*** Records shown Section Begins ***

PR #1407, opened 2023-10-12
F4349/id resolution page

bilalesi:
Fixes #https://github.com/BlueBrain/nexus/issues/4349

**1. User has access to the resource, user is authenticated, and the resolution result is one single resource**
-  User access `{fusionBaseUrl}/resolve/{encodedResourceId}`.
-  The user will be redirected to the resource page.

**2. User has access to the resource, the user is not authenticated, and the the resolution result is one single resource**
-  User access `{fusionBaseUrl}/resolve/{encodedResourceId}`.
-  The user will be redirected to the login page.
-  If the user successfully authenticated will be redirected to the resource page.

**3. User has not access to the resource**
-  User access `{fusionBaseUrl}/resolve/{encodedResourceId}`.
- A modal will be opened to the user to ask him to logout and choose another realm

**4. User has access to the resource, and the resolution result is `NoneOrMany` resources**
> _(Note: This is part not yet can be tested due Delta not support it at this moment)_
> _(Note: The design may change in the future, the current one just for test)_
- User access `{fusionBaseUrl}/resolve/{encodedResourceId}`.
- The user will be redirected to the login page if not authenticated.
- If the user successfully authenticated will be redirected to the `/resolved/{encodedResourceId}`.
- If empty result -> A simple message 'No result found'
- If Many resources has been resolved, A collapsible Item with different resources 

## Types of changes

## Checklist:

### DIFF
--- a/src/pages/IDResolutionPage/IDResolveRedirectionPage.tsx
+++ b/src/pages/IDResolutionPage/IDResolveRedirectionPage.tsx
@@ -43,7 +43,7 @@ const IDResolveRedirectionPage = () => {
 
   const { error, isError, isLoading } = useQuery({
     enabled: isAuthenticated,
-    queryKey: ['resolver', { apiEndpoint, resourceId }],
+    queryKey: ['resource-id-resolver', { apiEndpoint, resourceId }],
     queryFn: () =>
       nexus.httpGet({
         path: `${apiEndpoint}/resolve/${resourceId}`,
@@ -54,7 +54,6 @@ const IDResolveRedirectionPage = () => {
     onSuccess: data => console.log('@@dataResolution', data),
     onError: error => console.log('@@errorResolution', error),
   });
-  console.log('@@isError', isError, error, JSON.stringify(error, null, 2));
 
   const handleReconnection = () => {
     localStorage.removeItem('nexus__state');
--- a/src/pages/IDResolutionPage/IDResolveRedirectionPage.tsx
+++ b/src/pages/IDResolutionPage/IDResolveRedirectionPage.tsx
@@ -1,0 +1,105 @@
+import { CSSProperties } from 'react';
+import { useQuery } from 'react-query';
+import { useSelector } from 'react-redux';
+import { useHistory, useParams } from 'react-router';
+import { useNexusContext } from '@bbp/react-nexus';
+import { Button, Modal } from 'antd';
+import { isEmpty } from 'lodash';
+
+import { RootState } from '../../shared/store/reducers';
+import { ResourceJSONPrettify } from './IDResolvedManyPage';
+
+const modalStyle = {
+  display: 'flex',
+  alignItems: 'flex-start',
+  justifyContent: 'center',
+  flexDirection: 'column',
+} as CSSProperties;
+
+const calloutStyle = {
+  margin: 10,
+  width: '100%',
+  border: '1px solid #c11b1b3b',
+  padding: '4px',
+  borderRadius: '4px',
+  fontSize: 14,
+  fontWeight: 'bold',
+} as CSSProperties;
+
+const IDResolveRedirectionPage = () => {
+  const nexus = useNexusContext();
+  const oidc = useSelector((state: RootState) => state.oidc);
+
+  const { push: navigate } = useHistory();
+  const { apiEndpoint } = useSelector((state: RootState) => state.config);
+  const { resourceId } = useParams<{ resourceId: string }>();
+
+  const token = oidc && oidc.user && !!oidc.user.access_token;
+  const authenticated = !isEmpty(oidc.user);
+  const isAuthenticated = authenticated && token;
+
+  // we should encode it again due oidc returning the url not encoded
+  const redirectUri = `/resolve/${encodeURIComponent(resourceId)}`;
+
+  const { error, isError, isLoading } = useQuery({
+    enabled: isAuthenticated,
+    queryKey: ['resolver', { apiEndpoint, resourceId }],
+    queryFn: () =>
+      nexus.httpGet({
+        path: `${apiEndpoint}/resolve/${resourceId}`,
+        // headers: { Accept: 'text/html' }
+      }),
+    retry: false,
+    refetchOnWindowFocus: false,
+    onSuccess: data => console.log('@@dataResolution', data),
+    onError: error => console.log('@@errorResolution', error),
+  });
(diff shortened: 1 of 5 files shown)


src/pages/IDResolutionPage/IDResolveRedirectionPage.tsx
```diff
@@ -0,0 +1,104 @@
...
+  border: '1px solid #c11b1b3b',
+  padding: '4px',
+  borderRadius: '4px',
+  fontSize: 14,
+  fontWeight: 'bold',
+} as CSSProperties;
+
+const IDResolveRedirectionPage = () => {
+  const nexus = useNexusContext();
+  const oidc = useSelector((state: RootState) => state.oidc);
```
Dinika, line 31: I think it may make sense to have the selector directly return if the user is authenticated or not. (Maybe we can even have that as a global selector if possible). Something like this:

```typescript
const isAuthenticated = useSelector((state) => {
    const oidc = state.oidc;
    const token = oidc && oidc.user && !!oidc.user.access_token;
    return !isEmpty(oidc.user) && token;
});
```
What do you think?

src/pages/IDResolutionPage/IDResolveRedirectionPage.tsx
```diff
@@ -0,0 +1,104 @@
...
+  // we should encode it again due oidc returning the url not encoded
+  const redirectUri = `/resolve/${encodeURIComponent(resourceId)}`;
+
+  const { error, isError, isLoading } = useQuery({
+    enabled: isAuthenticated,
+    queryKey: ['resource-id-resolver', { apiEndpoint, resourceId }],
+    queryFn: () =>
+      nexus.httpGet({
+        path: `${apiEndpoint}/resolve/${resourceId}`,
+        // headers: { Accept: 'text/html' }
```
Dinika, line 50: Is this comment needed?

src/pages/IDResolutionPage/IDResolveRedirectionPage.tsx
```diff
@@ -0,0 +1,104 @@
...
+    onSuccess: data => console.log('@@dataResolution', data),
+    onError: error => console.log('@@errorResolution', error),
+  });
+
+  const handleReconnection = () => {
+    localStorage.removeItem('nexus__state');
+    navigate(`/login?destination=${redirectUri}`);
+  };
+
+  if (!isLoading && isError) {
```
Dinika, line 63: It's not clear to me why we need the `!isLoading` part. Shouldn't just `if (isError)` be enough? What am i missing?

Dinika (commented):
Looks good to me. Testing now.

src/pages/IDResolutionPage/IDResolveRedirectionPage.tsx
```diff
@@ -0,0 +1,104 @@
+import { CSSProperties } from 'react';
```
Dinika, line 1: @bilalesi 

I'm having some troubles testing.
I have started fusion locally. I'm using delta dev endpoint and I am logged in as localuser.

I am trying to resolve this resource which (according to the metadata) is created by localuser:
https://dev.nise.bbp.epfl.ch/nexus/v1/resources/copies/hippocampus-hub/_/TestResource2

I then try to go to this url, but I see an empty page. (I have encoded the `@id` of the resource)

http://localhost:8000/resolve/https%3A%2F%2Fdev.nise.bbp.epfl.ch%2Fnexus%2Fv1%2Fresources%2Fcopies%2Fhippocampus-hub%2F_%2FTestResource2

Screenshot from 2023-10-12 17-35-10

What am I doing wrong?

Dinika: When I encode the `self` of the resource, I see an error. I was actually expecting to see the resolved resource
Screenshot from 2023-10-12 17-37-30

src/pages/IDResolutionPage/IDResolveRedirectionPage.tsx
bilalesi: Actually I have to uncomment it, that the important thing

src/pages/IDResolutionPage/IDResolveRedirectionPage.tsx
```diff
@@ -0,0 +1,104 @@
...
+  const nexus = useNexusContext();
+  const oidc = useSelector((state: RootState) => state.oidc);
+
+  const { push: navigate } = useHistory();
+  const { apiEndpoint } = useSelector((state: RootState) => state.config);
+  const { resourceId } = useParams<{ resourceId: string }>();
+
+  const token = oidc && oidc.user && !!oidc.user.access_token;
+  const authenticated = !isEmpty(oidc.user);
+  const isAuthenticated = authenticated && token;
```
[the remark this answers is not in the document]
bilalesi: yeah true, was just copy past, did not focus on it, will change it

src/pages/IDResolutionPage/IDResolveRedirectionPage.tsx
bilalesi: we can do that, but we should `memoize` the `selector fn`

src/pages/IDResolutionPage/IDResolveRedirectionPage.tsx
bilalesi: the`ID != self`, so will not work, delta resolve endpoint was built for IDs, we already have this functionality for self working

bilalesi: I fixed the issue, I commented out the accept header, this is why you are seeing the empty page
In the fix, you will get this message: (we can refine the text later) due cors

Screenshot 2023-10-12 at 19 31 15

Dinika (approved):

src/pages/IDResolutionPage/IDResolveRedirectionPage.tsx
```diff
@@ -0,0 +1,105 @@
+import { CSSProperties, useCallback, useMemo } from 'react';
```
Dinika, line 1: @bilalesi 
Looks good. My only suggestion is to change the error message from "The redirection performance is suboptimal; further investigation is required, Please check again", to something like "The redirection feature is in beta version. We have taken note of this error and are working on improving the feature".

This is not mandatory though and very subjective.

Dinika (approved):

*** Records shown Section Ends ***
*** Records shown Section Begins ***

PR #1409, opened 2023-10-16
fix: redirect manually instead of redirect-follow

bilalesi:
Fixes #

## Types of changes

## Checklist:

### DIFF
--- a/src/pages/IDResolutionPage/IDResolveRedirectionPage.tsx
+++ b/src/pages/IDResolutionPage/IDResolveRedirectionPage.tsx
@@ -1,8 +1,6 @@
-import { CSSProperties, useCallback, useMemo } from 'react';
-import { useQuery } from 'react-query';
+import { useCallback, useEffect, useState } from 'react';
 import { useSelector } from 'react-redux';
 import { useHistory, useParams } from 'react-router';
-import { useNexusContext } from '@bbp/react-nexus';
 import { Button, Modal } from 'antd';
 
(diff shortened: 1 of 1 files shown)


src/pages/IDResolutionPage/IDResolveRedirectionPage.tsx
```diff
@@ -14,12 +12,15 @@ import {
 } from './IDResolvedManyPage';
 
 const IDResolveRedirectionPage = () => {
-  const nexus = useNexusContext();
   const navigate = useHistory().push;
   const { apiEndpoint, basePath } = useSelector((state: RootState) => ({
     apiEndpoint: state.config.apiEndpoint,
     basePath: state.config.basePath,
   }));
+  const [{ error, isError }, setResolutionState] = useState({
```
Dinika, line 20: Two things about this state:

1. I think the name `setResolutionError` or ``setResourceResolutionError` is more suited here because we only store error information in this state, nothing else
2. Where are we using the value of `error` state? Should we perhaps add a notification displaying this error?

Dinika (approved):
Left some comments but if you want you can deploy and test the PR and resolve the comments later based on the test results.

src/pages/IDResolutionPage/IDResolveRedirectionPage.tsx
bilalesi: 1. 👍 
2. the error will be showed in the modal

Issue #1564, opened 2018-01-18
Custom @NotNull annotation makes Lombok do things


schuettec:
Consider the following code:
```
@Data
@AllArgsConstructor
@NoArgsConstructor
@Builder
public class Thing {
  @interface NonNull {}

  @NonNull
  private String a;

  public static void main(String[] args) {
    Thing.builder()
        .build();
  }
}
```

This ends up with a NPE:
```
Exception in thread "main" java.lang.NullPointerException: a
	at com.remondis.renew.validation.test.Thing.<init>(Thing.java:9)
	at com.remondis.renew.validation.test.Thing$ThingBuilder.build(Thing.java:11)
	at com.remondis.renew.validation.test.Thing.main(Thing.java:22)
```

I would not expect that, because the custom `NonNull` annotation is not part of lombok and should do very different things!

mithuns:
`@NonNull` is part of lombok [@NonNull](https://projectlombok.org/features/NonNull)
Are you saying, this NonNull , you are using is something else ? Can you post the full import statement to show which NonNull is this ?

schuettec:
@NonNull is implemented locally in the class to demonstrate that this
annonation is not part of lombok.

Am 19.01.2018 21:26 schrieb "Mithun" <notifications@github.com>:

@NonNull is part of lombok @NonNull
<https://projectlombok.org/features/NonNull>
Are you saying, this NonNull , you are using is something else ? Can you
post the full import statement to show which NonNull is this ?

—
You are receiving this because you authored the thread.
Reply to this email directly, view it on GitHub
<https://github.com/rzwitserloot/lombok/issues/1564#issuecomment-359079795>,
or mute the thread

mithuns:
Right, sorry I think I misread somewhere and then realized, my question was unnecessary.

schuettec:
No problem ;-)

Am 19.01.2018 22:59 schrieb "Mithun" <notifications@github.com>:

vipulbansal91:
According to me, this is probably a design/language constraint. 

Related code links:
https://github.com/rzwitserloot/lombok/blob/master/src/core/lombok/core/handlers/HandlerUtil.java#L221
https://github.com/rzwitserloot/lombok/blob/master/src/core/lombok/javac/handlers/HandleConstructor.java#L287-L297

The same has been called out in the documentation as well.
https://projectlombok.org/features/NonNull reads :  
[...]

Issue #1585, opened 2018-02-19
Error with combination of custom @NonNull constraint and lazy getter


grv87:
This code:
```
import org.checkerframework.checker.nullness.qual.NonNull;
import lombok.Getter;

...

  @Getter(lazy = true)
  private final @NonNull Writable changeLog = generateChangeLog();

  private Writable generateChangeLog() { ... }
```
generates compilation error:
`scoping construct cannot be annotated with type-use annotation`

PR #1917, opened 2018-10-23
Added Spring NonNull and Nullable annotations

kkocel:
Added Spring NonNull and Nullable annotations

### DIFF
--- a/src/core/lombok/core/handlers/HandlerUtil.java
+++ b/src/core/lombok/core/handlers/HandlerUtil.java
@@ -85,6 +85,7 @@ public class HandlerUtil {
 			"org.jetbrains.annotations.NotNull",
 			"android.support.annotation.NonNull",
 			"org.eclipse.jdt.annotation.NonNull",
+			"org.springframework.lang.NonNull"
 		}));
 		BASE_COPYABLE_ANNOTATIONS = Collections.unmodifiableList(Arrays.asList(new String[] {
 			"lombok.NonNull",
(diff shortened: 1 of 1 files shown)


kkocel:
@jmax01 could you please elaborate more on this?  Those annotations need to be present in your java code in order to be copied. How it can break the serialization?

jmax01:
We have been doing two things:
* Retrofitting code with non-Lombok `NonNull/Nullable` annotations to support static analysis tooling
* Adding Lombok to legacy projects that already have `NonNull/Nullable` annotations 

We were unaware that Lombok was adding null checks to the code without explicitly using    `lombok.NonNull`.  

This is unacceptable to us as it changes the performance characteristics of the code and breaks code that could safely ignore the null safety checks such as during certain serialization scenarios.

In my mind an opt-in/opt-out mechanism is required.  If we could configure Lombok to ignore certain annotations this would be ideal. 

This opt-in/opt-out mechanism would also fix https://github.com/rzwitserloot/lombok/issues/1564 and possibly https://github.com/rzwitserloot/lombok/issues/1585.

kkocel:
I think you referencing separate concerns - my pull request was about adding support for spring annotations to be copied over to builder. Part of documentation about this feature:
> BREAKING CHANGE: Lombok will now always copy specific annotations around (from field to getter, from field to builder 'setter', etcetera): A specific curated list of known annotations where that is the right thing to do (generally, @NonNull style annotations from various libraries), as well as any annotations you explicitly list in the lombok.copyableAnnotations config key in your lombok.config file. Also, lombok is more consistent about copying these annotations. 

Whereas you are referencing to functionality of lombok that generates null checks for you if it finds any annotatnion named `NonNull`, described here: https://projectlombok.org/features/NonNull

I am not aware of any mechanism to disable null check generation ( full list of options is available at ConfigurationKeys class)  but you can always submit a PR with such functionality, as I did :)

*** Records shown Section Ends ***
*** Records shown Section Begins ***

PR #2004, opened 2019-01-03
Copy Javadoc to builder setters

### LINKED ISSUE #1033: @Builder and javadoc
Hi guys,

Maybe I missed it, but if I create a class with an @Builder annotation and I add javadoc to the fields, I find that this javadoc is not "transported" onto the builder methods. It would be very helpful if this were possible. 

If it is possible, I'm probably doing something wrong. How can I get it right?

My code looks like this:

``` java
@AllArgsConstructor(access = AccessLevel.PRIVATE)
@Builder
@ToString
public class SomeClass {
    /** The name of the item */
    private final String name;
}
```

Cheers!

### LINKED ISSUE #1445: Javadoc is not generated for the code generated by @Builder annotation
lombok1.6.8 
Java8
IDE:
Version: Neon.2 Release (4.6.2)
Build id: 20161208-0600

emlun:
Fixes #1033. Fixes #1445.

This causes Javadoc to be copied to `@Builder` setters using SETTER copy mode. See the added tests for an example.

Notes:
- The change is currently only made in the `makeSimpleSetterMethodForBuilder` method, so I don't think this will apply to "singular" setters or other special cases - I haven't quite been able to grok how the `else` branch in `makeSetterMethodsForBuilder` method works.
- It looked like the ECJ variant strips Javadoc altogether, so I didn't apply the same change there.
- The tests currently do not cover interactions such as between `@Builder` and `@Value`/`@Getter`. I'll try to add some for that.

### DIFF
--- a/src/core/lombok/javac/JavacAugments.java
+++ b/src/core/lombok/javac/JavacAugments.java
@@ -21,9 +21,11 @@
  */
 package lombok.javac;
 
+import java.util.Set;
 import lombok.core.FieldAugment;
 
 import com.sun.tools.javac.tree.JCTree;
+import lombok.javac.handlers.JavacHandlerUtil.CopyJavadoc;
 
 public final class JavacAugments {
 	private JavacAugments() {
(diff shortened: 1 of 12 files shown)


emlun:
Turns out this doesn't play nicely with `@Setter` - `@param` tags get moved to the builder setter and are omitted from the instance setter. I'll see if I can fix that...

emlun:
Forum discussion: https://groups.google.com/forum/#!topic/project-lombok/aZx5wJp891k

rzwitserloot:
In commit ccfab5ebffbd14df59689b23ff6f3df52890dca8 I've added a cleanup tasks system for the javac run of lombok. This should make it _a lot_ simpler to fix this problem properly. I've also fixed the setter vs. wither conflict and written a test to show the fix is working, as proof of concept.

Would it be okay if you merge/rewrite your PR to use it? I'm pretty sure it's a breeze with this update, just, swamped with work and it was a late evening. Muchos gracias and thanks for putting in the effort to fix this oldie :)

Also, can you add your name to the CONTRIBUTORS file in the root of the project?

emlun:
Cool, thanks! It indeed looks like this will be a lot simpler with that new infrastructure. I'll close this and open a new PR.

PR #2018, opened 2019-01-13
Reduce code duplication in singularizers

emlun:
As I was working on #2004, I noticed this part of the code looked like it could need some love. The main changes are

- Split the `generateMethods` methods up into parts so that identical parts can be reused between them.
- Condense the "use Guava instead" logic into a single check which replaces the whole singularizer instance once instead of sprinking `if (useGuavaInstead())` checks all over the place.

*** Records shown Section Ends ***

Task brief -
The lines above, starting at the one with "PR #1407, opened 2023-10-12" and ending at the one with "-43,7 +43,7 @@", are the only ones to return, exactly as written.

Result -
PR #1407, opened 2023-10-12
F4349/id resolution page

bilalesi:
Fixes #https://github.com/BlueBrain/nexus/issues/4349

**1. User has access to the resource, user is authenticated, and the resolution result is one single resource**
-  User access `{fusionBaseUrl}/resolve/{encodedResourceId}`.
-  The user will be redirected to the resource page.

**2. User has access to the resource, the user is not authenticated, and the the resolution result is one single resource**
-  User access `{fusionBaseUrl}/resolve/{encodedResourceId}`.
-  The user will be redirected to the login page.
-  If the user successfully authenticated will be redirected to the resource page.

**3. User has not access to the resource**
-  User access `{fusionBaseUrl}/resolve/{encodedResourceId}`.
- A modal will be opened to the user to ask him to logout and choose another realm

**4. User has access to the resource, and the resolution result is `NoneOrMany` resources**
> _(Note: This is part not yet can be tested due Delta not support it at this moment)_
> _(Note: The design may change in the future, the current one just for test)_
- User access `{fusionBaseUrl}/resolve/{encodedResourceId}`.
- The user will be redirected to the login page if not authenticated.
- If the user successfully authenticated will be redirected to the `/resolved/{encodedResourceId}`.
- If empty result -> A simple message 'No result found'
- If Many resources has been resolved, A collapsible Item with different resources 

## Types of changes

## Checklist:

### DIFF
--- a/src/pages/IDResolutionPage/IDResolveRedirectionPage.tsx
+++ b/src/pages/IDResolutionPage/IDResolveRedirectionPage.tsx
@@ -43,7 +43,7 @@ const IDResolveRedirectionPage = () => {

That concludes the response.